Your answer should be the lines below from the one with "-17,6 +17,7 @@" to the one with "(diff shortened: 1 of 10 files shown)", both included, given again exactly and with nothing added.
++++ SUPPLIED DATA
PR #2083, opened 2021-09-10
fix: [DHIS-11745][TECH-634] Update the enrollments collection when saving new event

simonadomnisoru:
- When the save request starts we update the enrollments collection In Redux. Use a `uid` until we get the `eventId` from the API
- If the save request succeeded, add the `eventId` to the enrollments collection.
- If the save request failed, remove the event from the enrollments collection and display a message using `FeedbackBar`.


jasminenguyennn (commented):
hey @simonadomnisoru, great work 👍 
do we have the strategy to test this?

simonadomnisoru:
> hey @simonadomnisoru, great work 👍
> do we have the strategy to test this?

Hey @jasminenguyennn, 

As for today, there are no Cypress tests for the new event enrollment form therefore I also didn't add any for my fix. The strategy to test this fix is with manual QA. The steps are detailed in the [jira ticket](https://jira.dhis2.org/browse/DHIS2-11745) and will be:
1. Go to the new event enrollment page
2. Add a new event
3. Enter values and Save.
4. The user is taken to the enrollment dashboard page.
4. Check the new event is not shown under the stage lists.

Thank you!

jasminenguyennn (approved):

PR #2086, opened 2021-09-13
[TECH-672] Navigate to enrollment overview based on dataStore

EirikHaugstulen:
https://jira.dhis2.org/browse/TECH-672

Migrate from old `navigateToTrackedEntityDashboard`-function, make API-call to fetch the dataStore/userDataStore and navigate the user to the correct dashboard.
Users can now try out the new enrollment dashboard with a config-json in the dataStorage with a "program-specific" enabling.  

Steps to test:
Make a POST-request to /api/dataStore/capture/useNewDashboard
Make API-body JSON with [programId]: "true/false"
The capture app should then navigate the user if the program is set to true.
There is also functionality to override the general config with a "per-user" enabling by making the same request as above in the /userDataStore-endpoint. This will then take precedence over the global dataStore-storage.


src/core_modules/capture-core/components/DataStore/DataStore.epics.js
```diff
@@ -0,0 +1,45 @@
+// @flow
+import { ofType } from 'redux-observable';
+import { mergeMap, catchError } from 'rxjs/operators';
+import { EMPTY } from 'rxjs';
+import { fetchDataStore } from './DataStore.actions';
+import { getApi } from '../../d2';
+import type { UseNewDashboard } from './DataStore.actions';
+import { appStartActionTypes } from '../../../../components/AppStart';
+
+function getDataStoreFromApi() {
```
simonadomnisoru, line 10: Hey, 
Does it make sense to use the [DHIS2 hooks ](https://runtime.dhis2.nu/#/hooks/) to get/send the data from/to the API? 
Thanks!

src/core_modules/capture-core/actions/navigateToEnrollmentOverview/navigateToEnrollmentOverview.actions.js
```diff
@@ -0,0 +1,17 @@
+// @flow
+
+import { actionCreator } from '../actions.utils';
+
+export const actionTypes = Object.freeze({
+    NAVIGATE_TO_ENROLLMENT_OVERVIEW: 'enrollmentNavigation.navigateToEnrollmentOverview',
+});
+
+type NavigateToEnrollmentOverviewProps = {|
```
simonadomnisoru, line 9: Hey, 
In order to maintain homogeneity with the rest of the folders structure, I think is more sensible to move the type declaration from `navigateToEnrollmentOverview.actions.js` file to `navigateToEnrollmentOverview.types.js`.
Thanks!

src/core_modules/capture-core/components/DataStore/DataStore.actions.js
```diff
@@ -0,0 +1,13 @@
+// @flow
+import { actionCreator } from '../../actions/actions.utils';
+
+export const actionTypes = {
+    FETCH_DATA_STORE: 'useNewDashboard.FetchDataStore',
+};
+
+export type UseNewDashboard = {|
```
simonadomnisoru, line 8: Same thing here regarding the `type` declaration to be moved in a `.types` file

src/core_modules/capture-core/components/DataStore/DataStore.epics.js
EirikHaugstulen: Hey,
I might be wrong, but since this is in an Epic I thought we couldn't use hooks? Since it's not a React function nor a component? Thanks!

src/core_modules/capture-core/actions/navigateToEnrollmentOverview/navigateToEnrollmentOverview.actions.js
EirikHaugstulen: I agree, thanks!

src/core_modules/capture-core/components/DataStore/DataStore.epics.js
```diff
@@ -0,0 +1,45 @@
...
+    action$.pipe(
+        ofType(
+            appStartActionTypes.APP_LOAD_SUCESS,
+        ),
+        mergeMap(async () => {
+            const apiDataStore: UseNewDashboard = await getDataStoreFromApi();
+            // $FlowFixMe
+            return fetchDataStore({ dataStore: apiDataStore });
+        }),
+        catchError(() => EMPTY),
```
simonadomnisoru, line 31: Does it make sense to log the error here using `log.error `and `errorCreator`?

src/core_modules/capture-core/components/DataStore/DataStore.epics.js
```diff
@@ -0,0 +1,45 @@
...
+    action$.pipe(
+        ofType(
+            appStartActionTypes.APP_LOAD_SUCESS,
+        ),
+        mergeMap(async () => {
+            const apiUserDataStore: UseNewDashboard = await getUserDataStoreFromApi();
+            // $FlowFixMe
+            return fetchDataStore({ userDataStore: apiUserDataStore });
+        }),
+        catchError(() => EMPTY),
```
simonadomnisoru, line 44: same doubt here about the logging of the error.

src/core_modules/capture-core/actions/navigateToEnrollmentOverview/navigateToEnrollmentOverview.epics.js
```diff
@@ -0,0 +1,61 @@
...
+        // TODO This will be removed when the link between capture and tracker capture is not relevant
+        const { baseUrl } = config;
+        const { search, pathname } = dependencies.history.location;
+        const {
+            programId: queryProgramId,
+            trackedEntityTypeId: queryTrackedEntityTypeId,
+        } = store.value.router.location.query;
+
+        const instanceBaseUrl = baseUrl.split('/api')[0];
+        const scopeHierarchy = queryProgramId ? 'PROGRAM' : 'TRACKED_ENTITY_TYPE';
```
simonadomnisoru, line 50: Can you extract `PROGRAM` and `TRACKED_ENTITY_TYPE` to const? Thank you!

src/core_modules/capture-core/components/DataStore/DataStore.epics.js
EirikHaugstulen: Since this is an "experimental feature", we don't really want to show this as an error in the console. The most common thing is that this dataStorage is not available since not many programs will use the new dashboard with this version. @Bekkalizer feel free to correct me if I'm wrong 👍

Bekkalizer: Yeah the key will usually not be in the dataStore, and we don't need a warning/error in the logs I think...

simonadomnisoru: Ok, thanks for the explanation!

simonadomnisoru (approved):

src/core_modules/capture-core/actions/navigateToEnrollmentOverview/navigateToEnrollmentOverview.epics.js
EirikHaugstulen: Yes, good catch, changed! Thanks!

PR #2089, opened 2021-09-13
feat: rules engine support for "enrollment event" page

superskip:


JoakimSM (approved):
Good work @superskip !

PR #2091, opened 2021-09-13
[TECH-681] Refactor api-calls to the /events-endpoint from the EventWorkingList

EirikHaugstulen:
https://jira.dhis2.org/browse/TECH-681

On initial load, the eventWorkingList adds a `programStageId=eventProgramStage`-filter. This does nothing and should probably be removed.
The /events-endpoint has now been refactored and will require an ouMode if orgUnit is not selected. Add this to the API-call from the EventWorkingList.

### DIFF
--- a/src/core_modules/capture-core/components/WorkingLists/EventWorkingLists/epics/getEventListData.js
+++ b/src/core_modules/capture-core/components/WorkingLists/EventWorkingLists/epics/getEventListData.js
@@ -177,6 +177,12 @@ export const getEventListData = async (
     categoryCombinationId?: ?string,
 ) => {
     const mainColumns = getMainColumns(columnsMetaForDataFetching);
+
+    // Remove programStageId from the API if program is single event
+    if (queryArgs?.programStageId === 'EventProgramStage') {
+        queryArgs.programStageId = undefined;
+    }
+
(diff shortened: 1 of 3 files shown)


src/core_modules/capture-core/components/WorkingLists/EventWorkingLists/epics/getEventListData.js
```diff
@@ -177,6 +177,11 @@ export const getEventListData = async (
     categoryCombinationId?: ?string,
 ) => {
     const mainColumns = getMainColumns(columnsMetaForDataFetching);
+    // Remove programStageId from the API if program is single event
+    if (queryArgs?.programStageId === 'EventProgramStage') {
+        queryArgs.programStageId = undefined;
```
simonadomnisoru, line 182: Hey, 
I am curious to know why you don't remove `programStageId` from the object and prefer to use `undefined`?  
Thanks!

EirikHaugstulen: Just a matter of old habits I think. Changed it now, thanks! 👍

simonadomnisoru (approved):

Bekkalizer (approved):

PR #2095, opened 2021-09-14
fix: [DHIS2-11745] add orgUnitName to the new enrollment event in Redux

simonadomnisoru:
add `orgUnitName` to the new enrollment event in Redux to be able to display it in the Stage events table

### DIFF
--- a/src/core_modules/capture-core/components/WidgetEnrollmentEventNew/Validated/validated.epics.js
+++ b/src/core_modules/capture-core/components/WidgetEnrollmentEventNew/Validated/validated.epics.js
@@ -68,10 +68,13 @@ export const saveNewEnrollmentEventEpic = (action$: InputObservable, store: Redu
                 enrollmentId,
                 completed,
             });
+            const orgUnit = serverData.events[0]?.orgUnit || '';
+            const orgUnitName = state.organisationUnits[orgUnit]?.name || '';
+            const eventData = { ...serverData.events[0], orgUnitName };
 
             onSaveExternal && onSaveExternal(serverData);
             return batchActions([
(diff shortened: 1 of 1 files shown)


src/core_modules/capture-core/components/WidgetEnrollmentEventNew/Validated/validated.epics.js
```diff
@@ -68,10 +68,13 @@ export const saveNewEnrollmentEventEpic = (action$: InputObservable, store: Redu
                 enrollmentId,
                 completed,
             });
+            const orgUnit = serverData.events[0]?.orgUnit || '';
```
Bekkalizer, line 71: I see this is an inherited assumption, but why do we ask for the first event in the array? Will there always be one event in this list?

simonadomnisoru: Hey, the function [getAddEventEnrollmentServerData](https://github.com/dhis2/capture-app/blob/master/src/core_modules/capture-core/components/DataEntries/SingleEventRegistrationEntry/DataEntryWrapper/DataEntry/epics/getConvertedNewSingleEvent.js#L64) returns the array `events` with one event. Therefore, I think is safe to assume there will be only one event in [serverData.events](https://github.com/dhis2/capture-app/blob/a3f839d02db9066497487e75943f79d4241c1f4f/src/core_modules/capture-core/components/WidgetEnrollmentEventNew/Validated/validated.epics.js#L61)

Bekkalizer: Ok, thanks - just checking :)

Bekkalizer (approved):

PR #2110, opened 2021-09-15
fix: [DHIS2-11783] fetch orgUnit if none present

jasminenguyennn:


simonadomnisoru:
Hey, 
Does it make sense to write a Cypress test to check that the effects of the rules are executed and displayed correctly? 
Thanks!

jasminenguyennn:
@simonadomnisoru I don't think cypress test in pressing time like this case makes sense.

simonadomnisoru (approved):

PR #2115, opened 2021-09-16
fix: [DHIS2-11791] widget comments don't show in edit mode

jasminenguyennn:
### Issue
[Ticket](https://jira.dhis2.org/browse/DHIS2-11791): Comments don't load in edit mode

### Solution

This is because `dataEntryNotes` is not set when loadDataEntry so I add the `dataEntryNotes` and removed unused param `foundation`

### DIFF
--- a/cypress/integration/WidgetsForEnrollmentPages/WidgetEventComment/index.js
+++ b/cypress/integration/WidgetsForEnrollmentPages/WidgetEventComment/index.js
@@ -3,12 +3,10 @@ Then('the enrollment widget should be loaded', () => {
 });
 
 When('you click edit mode', () => {
-    cy.get('[data-test="widget-enrollment-event"]').within(() => {
-        cy.get('[data-test="dhis2-uicore-button"]')
-            .contains('Edit event')
-            .click();
-        cy.wait(100);
-    });
+    cy.get('[data-test="dhis2-uicore-button"]')
+        .contains('Edit event')
+        .click();
+    cy.contains('Enrollment: Edit Event').should('exist');
 });
 
 When(/^you fill in the comment: (.*)$/, (comment) => {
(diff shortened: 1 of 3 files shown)


cypress/integration/WidgetsForEnrollmentPages/WidgetEventComment/index.js
```diff
@@ -2,6 +2,14 @@ Then('the enrollment widget should be loaded', () => {
     cy.contains('The enrollment event data could not be found').should('not.exist');
 });
 
+When('you click edit mode', () => {
+    cy.get('[data-test="widget-enrollment-event"]').within(() => {
+        cy.get('[data-test="dhis2-uicore-button"]')
+            .contains('Edit event')
+            .click();
+        cy.wait(100);
```
simonadomnisoru, line 10: Hey, 
Why is there a need to wait for 100 ms? Maybe you can wait for some text to appear on the page rather than have a fixed waiting time 🤔. 
The similar step is used in [EnrollmentEditEventPageForm](https://github.com/dhis2/capture-app/blob/master/cypress/integration/EnrollmentEditEventPage/EnrollmentEditEventPageForm/index.js#L9) and it works without `cy.wait`. 
Thanks!

jasminenguyennn: hey it needs to wait for the widget to be loaded and redux data added before accessing the form, I tried to wait for a text but doesn't work so keep it like that

Bekkalizer: @jasminenguyennn can you have a second look at this one. I want us to try very hard to avoid having waiting statements in the code, we introduce an unreliable test here that might fail if the test execution takes longer than usual.

jasminenguyennn: @Bekkalizer sure. I updated it, if we are not rushing for merging as QA wanted.

simonadomnisoru (approved):

JoakimSM (approved):
Sorry for leaving this PR hanging. I was not able to look at the other PRs for the comments Widget so I'm not really up to speed on this one. But from my limited understanding, this seems like a good fix  👍

PR #2135, opened 2021-09-22
fix: [DHIS2-11814][DHIS2-11822] add fallback for tei missing name

simonadomnisoru:


JoakimSM (approved):
Looks good @simonadomnisoru 👍

PR #2136, opened 2021-09-22
[DHIS2-11795] - Hide Non-searchable filters when in ACCESSIBLE-mode

EirikHaugstulen:
https://jira.dhis2.org/browse/DHIS2-11795

Fix permission issue when using the ACCESSIBLE-mode in WorkingList-component.

### DIFF
--- a/src/core_modules/capture-core/components/ListView/Filters/Filters.component.js
+++ b/src/core_modules/capture-core/components/ListView/Filters/Filters.component.js
@@ -29,7 +29,7 @@ type Props = {
 const getValidElementConfigsVisiblePrioritized = (columns: Array<Column>) =>
     new Map(
         columns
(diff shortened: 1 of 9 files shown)


simonadomnisoru (approved):
LGTM!

JoakimSM (commented):
Good job @EirikHaugstulen. I know we talked about creating this `filterHidden` prop, but looking at the code: does this do the same job as `filterDisabled`? If so, maybe we remove `filterDisabled` and use `filterHidden` instead? `filterHidden` seems to be the better name for the functionality here.

EirikHaugstulen:
Yep, seems reasonable @JoakimSM! 
Removed `filterDisabled` and changed the current implementations to `filterHidden` 👍

JoakimSM (approved):
👍

PR #2138, opened 2021-09-23
feat: [DHIS2-11830] implement auto select enrollment

jasminenguyennn:
### Issue:
Ticket: [DHIS2-11830](https://jira.dhis2.org/browse/DHIS2-11830) Auto-select enrollment when opening enrollment dashboard

### DIFF
--- a/src/core_modules/capture-core/components/Pages/Enrollment/EnrollmentPage.container.js
+++ b/src/core_modules/capture-core/components/Pages/Enrollment/EnrollmentPage.container.js
@@ -17,6 +17,7 @@ import { useEnrollmentInfo } from './useEnrollmentInfo';
 import { enrollmentPageStatuses } from './EnrollmentPage.constants';
 import { getScopeInfo } from '../../../metaData';
 import { buildEnrollmentsAsOptions } from '../../ScopeSelector';
+import { setEnrollmentSelection } from '../../LockedSelector/LockedSelector.actions';
 
 const useComponentLifecycle = () => {
     const dispatch = useDispatch();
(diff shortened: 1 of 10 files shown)


src/core_modules/capture-core/components/Pages/Enrollment/EnrollmentPage.container.js
```diff
@@ -28,11 +29,12 @@ const useComponentLifecycle = () => {
...
 
     const { scopeType } = useScopeInfo(programId);
-    const { programHasEnrollments, enrollmentsOnProgramContainEnrollmentId } = useEnrollmentInfo(enrollmentId, programId);
+    const { programHasEnrollments, enrollmentsOnProgramContainEnrollmentId, autoEnrollmentId } = useEnrollmentInfo(enrollmentId, programId);
     useEffect(() => {
         const selectedProgramIsTracker = programId && scopeType === scopeTypes.TRACKER_PROGRAM;
-
-        if (selectedProgramIsTracker && programHasEnrollments && enrollmentsOnProgramContainEnrollmentId) {
+        if (enrollmentId === 'AUTO' && autoEnrollmentId) {
+            dispatch(setEnrollmentSelection({ enrollmentId: autoEnrollmentId }));
```
JoakimSM, line 36: Can we, instead of going with the epics, use the hook that is defined here:
https://github.com/dhis2/capture-app/blob/0772559f4fd54f53b44d9fc1478c36e07716b027/src/core_modules/capture-core/components/ScopeSelector/hooks/useSetEnrollmentId.js#L6

We need to make one change though; use history.replace instead of history.push (if not, you will get a hard time going back with the browser back button; you will be forwarded again). So, make it an option to replace instead of pushing.

JoakimSM (commented):
Thanks @jasminenguyennn, I would like us to make one change; see review comment. But looks good overall 👍

src/core_modules/capture-core/components/Pages/Enrollment/EnrollmentPage.container.js
jasminenguyennn: 👍  thanks @JoakimSM  I update the changes as suggested

JoakimSM (approved):
Thanks 👍

PR #2150, opened 2021-09-27
fix: [DHIS2-11850] Tracker fails to load when opening TEI without orgUnit

EirikHaugstulen:
Fetch the ownerOrgUnit from the API and push with the navigation to TC.

https://jira.dhis2.org/browse/DHIS2-11850


simonadomnisoru:
Hey @EirikHaugstulen,
Are there any tests you can add to ensure that the bug is fixed? 
Thanks!

EirikHaugstulen:
Hey @simonadomnisoru,
This does not do any UI-changes, and is scheduled to be removed in 2.38, so I don't really have any tests in mind.
Please feel free to nudge me in the right direction if there's anything specific you were thinking about.
Thanks!

simonadomnisoru (approved):

Bekkalizer (approved):

PR #2712, opened 2022-04-05
chore: [DHIS2-13029] attempt to fix cypress test

jasminenguyennn:
### Issue 
Test scenario: New event page > Url with invalid program id randomly failed on PRs

I look into the capture of the run, the page url has not changed when `cy.visit`, this PR tried to fix that by reassign the url, make the page reload after that.


JoakimSM (approved):
As a temporary workaround, I'm fine with this. When we have replaced the LockedSelector everywhere we can revisit.

PR #2751, opened 2022-04-26
feat: [DHIS2-12140] add the search components into the Main page

simonadomnisoru:


src/core_modules/capture-core/components/TemplateSelector/TemplateSelector.container.js
```diff
@@ -0,0 +1,25 @@
...
+import { buildUrlQueryString, useLocationQuery } from '../../utils/routing';
+import { useTEIFilters } from './useTemplates';
+
+export const TemplateSelector = () => {
+    const history = useHistory();
+    const { programId, orgUnitId } = useLocationQuery();
+    const { TEIFilters } = useTEIFilters(programId);
+
+    const onSelectTemplate = template =>
+        history.push(`/?${buildUrlQueryString({ orgUnitId, programId, selectedTemplateId: template.id })}`);
```
simonadomnisoru, line 14: Hey, 
I couldn't find a way to replace `history.push` for the functional approach. The `history` object is mutable and the react-router-dom library gives only this example for the `useHistory()` hook. Let me know if you have any ideas on how to make this functional.   
Thank you!

PR #2757, opened 2022-04-30
feat: [DHIS2-12678] Stay in the same page when clicking search fallback

jasminenguyennn:
### Feature

[DHIS2-12678](https://jira.dhis2.org/browse/DHIS2-12678): Stay in the same page when clicking search fallback

When you execute the manual fallback, you should stay on the same page and the "search in all programs" results should just be appended below the search in current program results. 
_Note_: deduplication is not in the scope of this ticket and will need to be discussed with the BE.

Screenshot 2022-04-30 at 08 12 32

Documentation PR: https://github.com/dhis2/capture-app/pull/2784


simonadomnisoru:
Hey @jasminenguyennn, 

Overall, it looks good! 👏 I found a couple of small bugs, maybe you can have a look at them. 

1. The "Results found in all programs" components remain visible when changing the program or when clicking again on "Search by attributes" button. The steps to reproduce it are in the video below. 

https://user-images.githubusercontent.com/6817073/166879034-9bab690a-ea36-47a3-ad20-9a074ca1bd6a.mov


2. When the user clicks the "View dashboard" button the program context is changed and the enrollment is selected. According to Jira's description, the option "View dashboard" should take the user to the enrollment dashboard, with no enrollment selected, but keeping the program context. The steps to reproduce it are in the video below.

https://user-images.githubusercontent.com/6817073/166879079-5b4fb8d6-3a98-4464-b53d-4b80602f70b4.mov


3. Lastly the Jira ticket mentions that the two result modules should be collapsible to save space. Is this behavior possible to implement?  


Let me know if these suggestions make sense and if you have any questions. 
Thank you!

jasminenguyennn:
thanks @simonadomnisoru. I updated the code accordingly for point 1 and 3. 
Regarding point 2, I think the behaviour to select first active enrollment was done across the app and not sure if we want to change that.

simonadomnisoru (approved):
Thanks for looking into my suggestions! 😄

geethaalwan (commented):
Tested successfully on 2.39 here https://deploy-preview-2757--dhis2-capture.netlify.app/

geethaalwan (approved):

JoakimSM (commented):
Some initial thoughts (that we hopefully can improve): 

1. We should disable fallback search if one of the conditions defined in the ticket are met. I.e, if no searchable attributes for the TET are filled in or if there aren't enough TET searchable attributes filled in (based on on the minimum number of attributes required to search) we should show a modal instead of executing the search.
2. We should keep all search criteria the user added in the form (even if it's not part of the TET searchable attributes). For example, in the "Child programme", try to set "Gender" to "Male" and search in all programs. You will see that "Male" is wiped from the form.
3. Can we skip refresh of the rest of the page when searching in all programs? 
4. This one is up for debate and not specified in the ticket: I would prefer if we collapsed the first search section when we search in all programs. I found it quite confusing to have to scroll through the first list before finding the new list (when there are more results then what fits on the screen). @Bekkalizer and @karolinelien opinions welcome.

src/core_modules/capture-core/components/Pages/Search/SearchResults/SearchResults.component.js
```diff
@@ -16,6 +17,9 @@ import { useScopeInfo } from '../../../../hooks/useScopeInfo';
 import {
     navigateToEnrollmentOverview,
 } from '../../../../actions/navigateToEnrollmentOverview/navigateToEnrollmentOverview.actions';
+import { buildUrlQueryString } from '../../../../utils/routing';
+import { getUrlQueries } from '../../../../utils/url';
```
JoakimSM, line 21:
```suggestion
import { useLocationQuery } from '../../../../utils/routing';
```

src/core_modules/capture-core/components/Pages/Search/SearchResults/SearchResults.component.js
```diff
@@ -171,40 +189,95 @@ export const SearchResultsIndex = ({
...
+        >
+            <CardList
+                noItemsText={i18n.t('No results found')}
+                currentSearchScopeName={currentSearchScopeName}
+                items={otherResults}
+                dataElements={dataElements}
+                renderCustomCardActions={({ item, enrollmentType, programName }) => (<CardListButtons
                     programName={programName}
-                    currentSearchScopeId={currentSearchScopeId}
+                    currentSearchScopeId={undefined}
```
JoakimSM, line 253: can we remove the prop if undefined is the correct value?

JoakimSM (approved):

PR #2762, opened 2022-05-02
fix: [DHIS2-10332] confirm metadata loading for program at the end of the sequence

JoakimSM:
Earlier, if you aborted the loading sequence at certain points, you could experience missing metadata on subsequent app loads. This fix ensures that the loading of programs and related metadata is complete before confirming the load sequence.


jasminenguyennn (approved):

src/core_modules/capture-core/metaDataStoreLoaders/baseLoader/confirmLoadingSequence.js
```diff
@@ -0,0 +1,17 @@
...
+export const confirmLoadingSequence = async (stalePrograms: StalePrograms) => {
+    const { storageController, storeNames } = getContext();
+    await Promise.all(
+        stalePrograms.map(async ({ id, version }) => {
+            const program = await storageController.get(storeNames.PROGRAMS, id);
+            const updatedProgram = {
+                ...program,
+                version,
+            };
+            await storageController.set(storeNames.PROGRAMS, updatedProgram);
```
superskip, line 14: I have one question: do you know at which point in the process of initialising the cache the problem occurred? My feeling after reading this PR is that it happens during the transaction of javascript objects to entries in indexed DB. This line initiates such a transaction, and the shape of the statement suggests there's a chance the whole entry might be reinitialised.

simonadomnisoru (approved):

src/core_modules/capture-core/metaDataStoreLoaders/baseLoader/confirmLoadingSequence.js
JoakimSM: Basically there are multiple transactions taking place if the program version has changed and this fix ensures that the confirmation happens after all the transactions instead of confirming in the first transaction (by updating the version in the cache). I think what you describe here should be handled by the IndexedDB. We can have a chat if it is unclear.

superskip (approved):

geethaalwan (approved):
Tested successfully on 2.39 and 2.38.1  here https://deploy-preview-2762--dhis2-capture.netlify.app/

PR #2764, opened 2022-05-04
refactor: [DHIS2-13049] use scopeselector in main page

simonadomnisoru:


src/core_modules/capture-core/components/Pages/MainPage/MainPage.container.js
```diff
@@ -45,7 +41,10 @@ const MainPageContainer = () => {
         .push(`/?${buildUrlQueryString({ programId })}&all`);
 
     const MainPageStatus = useMemo(() => {
-        const selectedProgram = programId && programCollection.get(programId);
+        if (!programId) return MainPageStatuses.DEFAULT;
+        const withoutOrgUnit = () => !orgUnitId && !showAllAccessible;
```
jasminenguyennn, line 45: I wonder what is the benefit of declaring a function here when it can be just a variable?

simonadomnisoru: Hey, 
The benefit, in this case, is less complexity in the parent function. By moving some of the logic into other functions, the complexity was reduced from 12 to 8 and `eslint` no longer complains and highlights the code.
Thanks!

jasminenguyennn: but it can just be `const withoutOrgUnit = !orgUnitId && !showAllAccessible` with a useMemo?

simonadomnisoru: I updated the code with your suggestion. Thanks!

jasminenguyennn (approved):

geethaalwan (approved):
Tested successfully on 2.39 version here https://deploy-preview-2764--dhis2-capture.netlify.app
++++++++
• TASK ANSWER
@@ -17,6 +17,7 @@ import { useEnrollmentInfo } from './useEnrollmentInfo';
 import { enrollmentPageStatuses } from './EnrollmentPage.constants';
 import { getScopeInfo } from '../../../metaData';
 import { buildEnrollmentsAsOptions } from '../../ScopeSelector';
+import { setEnrollmentSelection } from '../../LockedSelector/LockedSelector.actions';
 
 const useComponentLifecycle = () => {
     const dispatch = useDispatch();
(diff shortened: 1 of 10 files shown)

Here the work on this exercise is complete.